The Book Woman's Daughter by Kim Michele Richardson

The Book Woman's Daughter by Kim Michele Richardson

Author:Kim Michele Richardson
Language: eng
Format: epub
Publisher: Sourcebooks
Published: 2022-02-23T00:00:00+00:00


Twenty-Four

I climbed atop the mule and rode into a busy town square, grieving with a burning hunger to reach my folk.

Men and women called out their hidey-dos as they went about their Saturday business and morning shopping. I nudged Junia over to the post office where I tied her to a hitching post, deciding to buy stamps to write letters to my folk.

Postmaster Bill waited patiently while I tried to decide which stamps to buy. In the end, I purchased a sheet of the deep-blue, three-cent Women in Our Armed Services stamps, admiring the four brave women who fought in the four branches of the military. I stared at their cheerful faces, surprised they were blue. I puzzled over whether their color was a trick of the artist or whether they were really blue, and I wondered why war would make them so happy—doubting that their four-star generals did anything better than the women here in Troublesome, the miner woman, the frontier nurse, and the lookout. A man in line behind me inched closer, stepping an impatient reminder onto my heel with his shoe. I scooted forward, paid for the stamps and envelopes, and slipped outside.

Inside the library, I lingered over the latest book arrivals before leaving.

When I was through, I stepped outside and watched miners come out of the Company store next door on their afternoon dinner break. Some chatted while others piled into the back of pickup trucks to head back over to the mines.
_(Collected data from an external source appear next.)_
PR #526, opened 2021-12-04
[bugfix] prevent fatal error on plugin activation when SECURE_AUTH_KEY is missing

alewolf:
This prevents a fatal error when a user tries to activate the plugin and the SECURE_AUTH_KEY is missing in wp-config.php


zocoloco:
I just purchased something that uses Freemius and got this same error. (PHP8). Has it not been fixed yet?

I searched for Bonnie but couldn’t find her.

In a minute, Perry Gillis stepped out with another miner, and Bonnie followed seconds later. She had a Coca-Cola in her hand and moved over to the other side, away from the men, sipping her cool drink. She still wore her blackened bib overalls, hadn’t followed the boss man’s orders yet.
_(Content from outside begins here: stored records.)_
PR #527, opened 2021-12-09
Feature/clone resolution multisite related fixes

fajardoleo:


includes/class-freemius.php
```diff
@@ -3610,6 +3608,100 @@ private static function _load_required_static() {
         #region Clone
         #--------------------------------------------------------------------------------
 
+        /**
+         * Tries to recover the install of a newly created subsite or resolve it if it's a clone.
+         * 
+         * @author Leo Fajardo (@leorw)
+         * @since 2.5.0
+         */
+        private function maybe_resolve_new_subsite_install_automatically() {
```
vovafeldman, line 3617: @fajardoleo can we move this method, and the other newly created helper methods into the `FS_Clone_Manager`? That way we'll also be able to revert the visibility of the methods in `FS_Clone_Manager` that are used back to `private`.

vovafeldman (changes requested):
Well done, @fajardoleo 👏 
Only a few minor comments. Everything looks as we discussed, well commented, and structured.

includes/class-freemius.php
```diff
@@ -9862,37 +9934,29 @@ private function send_install_update( $override = array(), $flush = false ) {
...
             $this->_logger->entrance();
 
-            $installs_data = $this->get_installs_data_for_api( $override, ! $flush );
+            /**
+             * Pass `true` to use the network level storage since the update is for many installs.
+             *
+             * @author Leo Fajardo (@leorw)
+             * @since 2.2.3
+             */
+            $keepalive_only_update = $this->should_send_keepalive_update( true );
```
vovafeldman, line 9950: @fajardoleo the purpose/meaning of this param has changed now and it is no longer indicating whether it's only a keepalive update or not, so I propose to refactor to `$should_send_keepalive`.

templates/account/partials/site.php
```diff
@@ -174,7 +174,7 @@ class="dashicons dashicons-arrow-right-alt2"></i>
                 <?php $row_index ++ ?>
                 <!--/ Blog ID -->
 
-                <?php if ( $is_registered && $install->user_id != $main_user->id ) : ?>
+                <?php if ( $install->user_id != $main_user->id ) : ?>
```
vovafeldman, line 177: @fajardoleo don't we want to check `is_object( $VARS['user'] )` as the replacement for `$is_registered`?

templates/forms/license-activation.php
```diff
@@ -59,13 +59,60 @@
...
+                }
+            }
 
+            $site_info_by_install_id_map[] = array(
+                'site'    => $site,
+                'install' => $install,
+            );
+        }
+
+        foreach ( $site_info_by_install_id_map as $site_info )
```
vovafeldman, line 91: @fajardoleo similar to one of the previous comments in `get_installs_data_for_api()`, what's the purpose of the additional `foreach`? why not handle the logic within the first `foreach`?

vovafeldman (changes requested):

includes/class-freemius.php
```diff
@@ -9659,59 +9697,93 @@ private function get_installs_data_for_api(
...
+                $site_info_by_install_id_map[ $install->id ] = array(
+                    'site'    => $site,
+                    'install' => $install,
+                );
+            }
 
-                    $install_data['is_disconnected'] = $install->is_disconnected;
-                    $install_data['is_active']       = $this->is_active_for_site( $blog_id );
-                    $install_data['is_uninstalled']  = $install->is_uninstalled;
+            foreach ( $site_info_by_install_id_map as $site_info ) {
```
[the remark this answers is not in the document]
fajardoleo: @vovafeldman Its purpose is to prevent executing `$install = $this->get_install_by_blog_id( $blog_id );` more than once in case of duplicates since it can load the options table of more than one blog only to find the same install. The other purpose is to avoid removing entries from the `$installs_data` array if later on, we find a duplicate.

templates/forms/license-activation.php
fajardoleo: @vovafeldman The main purpose is to prevent removing entries from the `$sites_details` array if later on, we find a subsite with a clone install.

templates/account/partials/site.php
fajardoleo: @vovafeldman The `$is_registered` part was removed as the modified line is already being wrapped with `if ( $is_registered )...`. With regard to `$VARS['user']`, the "Account" page is loaded only when it's an object.

includes/class-freemius.php
fajardoleo: @vovafeldman Renamed, thanks.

Francis opened the Company’s door, peeked outside. When he saw his cousin, he went up to her. I could see that Francis was upset about something because Bonnie kept shaking her head. Then she ripped off her miner’s helmet and threw it on the ground, the coal-stained hat bouncing out into the street, her boy’s cut poking out like a spent scarecrow at the end of its season.

Her cousin stepped back as if he’d been hit, pointed at her hair. “Who did it? Tell me!” His shouts carried high above the town and into pine-treed hills, his face mottling with anger.
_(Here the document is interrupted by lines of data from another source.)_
Issue #453, opened 2020-10-15
Some Freemius pages are not mobile friendly


iksent:
# 🐞 bug report

**Behavior**:
1. Account page is really bad at mobile devices:

![2020-10-15_19-20-30](https://user-images.githubusercontent.com/32956521/96142708-d363d180-0f1b-11eb-95b2-d6246b47fa19.png)
![2020-10-15_19-20-54](https://user-images.githubusercontent.com/32956521/96142705-d19a0e00-0f1b-11eb-8e15-fd6286ae07ab.png)

2. Texts at header of "Contact us" page are wraping at the new line (from 551px to 648px)

![2020-10-15_19-21-47](https://user-images.githubusercontent.com/32956521/96142782-e5de0b00-0f1b-11eb-9075-ddf2a81ff564.png)

**Versions**: (*)
 -  `Freemius SDK Version:` 2.4.0
 -  `WordPress Version:` 5.5.1
 -  `PHP Version:` 7.0

**Additional Information**:
 -  `Browser Type: Latest Chrome`
 -  `OS: Windows`

PR #528, opened 2021-12-10
[bug-fix]: make account page look better on mobile devices

swashata:
This fixes the Accounts Page issue from #453. I tried to reproduce the Contact Us page issue, but wasn't able to do so. I believe it was fixed through some other release?

### DIFF
--- a/assets/scss/admin/account.scss
+++ b/assets/scss/admin/account.scss
@@ -316,3 +316,63 @@ label.fs-tag
         width: 100%;
     }
 }
+
+// Fixes for issue 453.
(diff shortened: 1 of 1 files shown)


swashata:
Also kindly sqash the two commits into one, the first one is where I couldn't figure out how to compile the sass files using gulp. Then I realized it wasn't there, so I just went for globally installed sass CLI.

swashata:
Please consider the last commit, if you actually end up pulling this.

swashata:
I have fixed the raised issue on the PR and have squashed the previous commits to keep a clean history on the develop branch. Please review.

The small group of huddled miners peered over their shoulders. Francis stormed over to them, yelling, “Which one of you filthy dirt-diggers touched my cousin? You best tell me now, or you’ll all be getting a piece of me.” He raised both fists.

“Francis, stop,” Bonnie said, grabbing his arm. But he jerked away. “Francis, please—” Her Coca-Cola tumbled to the sidewalk and busted, the jagged neck of the bottle rolling into the streets.

I hurried over to Bonnie’s side. “Francis, stop it,” I yelled. “Please don’t!”

Mr. Gillis shoved the boy away. Francis punched him in his jaw, and then they were tumbling, fighting out in the street.